How to Improve Productivity in a New Economy

May 4, 2009 by and

The economy is in the tank and so is the stock market. Thousands are unemployed and many people do not know where to turn. No one is setting up charities for insurance agents just yet, but the industry is at the end of the economic wave. Even within the ranks of the agents there is a sliding scale of growth, profitability and future potential. Those that focus in certain niches, like construction are reeling and it seems that the smaller the agency, the tighter the financial squeeze.

The long-term soft market has wreaked havoc for the typical agency owner. Commission dollars earned to sell and service accounts have dropped. The problem is the client and the companies expect more and more out of the agents for less and less.

Typical agency profitability levels have dropped from 25 percent of revenue or more 20 years ago, to today’s typical profit margin range of just 15 percent to 25 percent. The growth in expenses has outpaced the growth in revenue.

Personnel, the biggest single agency expense, typically costs 52 percent to 73 percent of revenue. In general, owner and producer compensation costs between 25 percent and 35 percent of revenue, while office staff compensation ranges from 20 percent to 28 percent of revenue, and benefits and taxes cost 7 percent to 10 percent of revenue.

Automation did not turn out to be the productivity panacea that was expected. How many agencies have cut staffing after they bought a new computer system? Sometimes staff was increased to add on an automation person or data entry person. Besides, automation expenses did not exist 30 years ago.

Other expenses are going up as well. Office rent has shot through the roof in many areas. Advertising, office supplies, travel and automobile expenses all have gone up.

How to Help

So can anything be done to help the typical agency owner stop the erosion of profits? The answer is yes. Plugging the financial leaks in an agency can add up to sizable savings. Performing an efficiency study is the first step to understanding where these leaks exist.

The place to start is with the people doing the work. Employees know what works and what does not work. Management’s role is to determine which is the most cost effective solution, if any. To start, management should ask employees the following question: What three things can be done to make your job more efficient?

Bring the staff together to discuss the suggestions. Brainstorm on the issues. Map out workflow on a wall chart. See if there are any roadblocks to getting the job done.

Is the staff double entering data? Is the agency paperless?

Is the layout of the office efficient? Does the staff have to go long distances or are they impeded when retrieving commonly used files, copy or fax machines, etc. Is the office too small?

Does the agency have enough properly functioning and up-to-date office equipment? Sometimes one extra fax machine or printer can make a big difference in productivity. Is the telephone system efficient?

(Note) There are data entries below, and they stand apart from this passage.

PR #372, opened 2024-09-26
Revert "API: Use config for ORM config"

fraxachun:
This reverts commit e0fd283b2061c08aae29f3a8ac1f839e3d30f404.

## Description

Problem is that the comet-api-generator is executed in the pipeline where no envs are available but loads the orm-config: https://github.com/vivid-planet/comet/blob/main/packages/api/cms-api/src/generator/generate.ts#L48

After that the config gets loaded (https://github.com/vivid-planet/comet-starter/pull/365/files#diff-52cfbc7ee4148907d1c6a313cf2e25b3cb4f4accbad4352cc42d09395814cd27R6), resulting in error Messages for class-validator.

## Screenshots/screencasts

image

## Related tasks and documents

https://github.com/vivid-planet/comet-starter/pull/365


johnnyomair (approved):
It's strange that we didn't notice this in the Starter... maybe because we have no entities that are generated with the API Generator?

IMO we should still use the config in ormconfig.ts. Maybe we can find a solution where the generator works without the ORM config (why is this even needed?)

johnnyomair:
> Sure, but I could not find a possibility. Since currently the creation of a new project results in breaking pipeline I would be happy to merge this asap and postpone a solution.

Yes, I was talking about a follow-up solution (maybe also requires changes in the core).

dkarnutsch (approved):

Delegate some of the problem solving to the staff and have follow-up meetings. The best suggestion should win a reward, perhaps $100 or more depending upon the savings. This process should be repeated annually.

Other Areas to Review

Next, the owners and management should explore other areas that might be causing financial leaks.

Compare the agency’s productivity to peer groups using one of the published benchmark studies. Is the agency overstaffed or understaffed? If overstaffing exists, why and what can be done? Get rid of under-performing employees and reward the high performers.

Has management provided the employees with a clear direction for the agency? Employees need to be pointed in the right direction and told what their purpose is. Having a purpose will prevent employees from getting bogged down in the minutia.

How is employee morale? Any number of things can cause poor morale. Often it is related to perceived unequal treatment. Make sure all employees are expected to meet the same high standards. Be consistent with your relationship. The annual performance review is the time to clearly communicate performance expectations and past results.

Is the staff properly trained? On the job training is convenient, but it perpetuates the same old inefficient ways of working. When possible, it is better to send the employees outside the agency for new ideas. Have the employee inform the rest of the staff on what they learned after they return from trainings.

Does the agency cross-sell on its accounts? Relationships are strengthened when an agency sells more than one coverage to its clients. Efficiencies are gained by earning more commission per account and spending less time generating the sale since they are already familiar with the firm.

Does the agency have any program business? Selling a unique product that is slot rated can be an incredible income generator. Usually these sales require less work to sell and service. The similarity of the book of business can create high productivity.

Do the producers pre-screen their prospects? Pre-screening will help eliminate business that the firm cannot write or should not write. Know the price, product and politics needed to close the sale as soon as possible. It is best to find out the quality of the prospect in the phone call before the visit, than to find out during the marketing process.

Summary

Starting this process will take a commitment on the part of all owners, managers and employees. Keep in mind the first step is the hardest. Sometimes it helps to bring in an outside partner to get the process started. Oak & Associates can assist an agency in performing a Management & Organizational Efficiency study.

Small gains when compounded over time result in enormous savings. The goal is to work smarter not harder. Implementing the ideas that are laid out in this article will take some time, but will change the way you do business forever.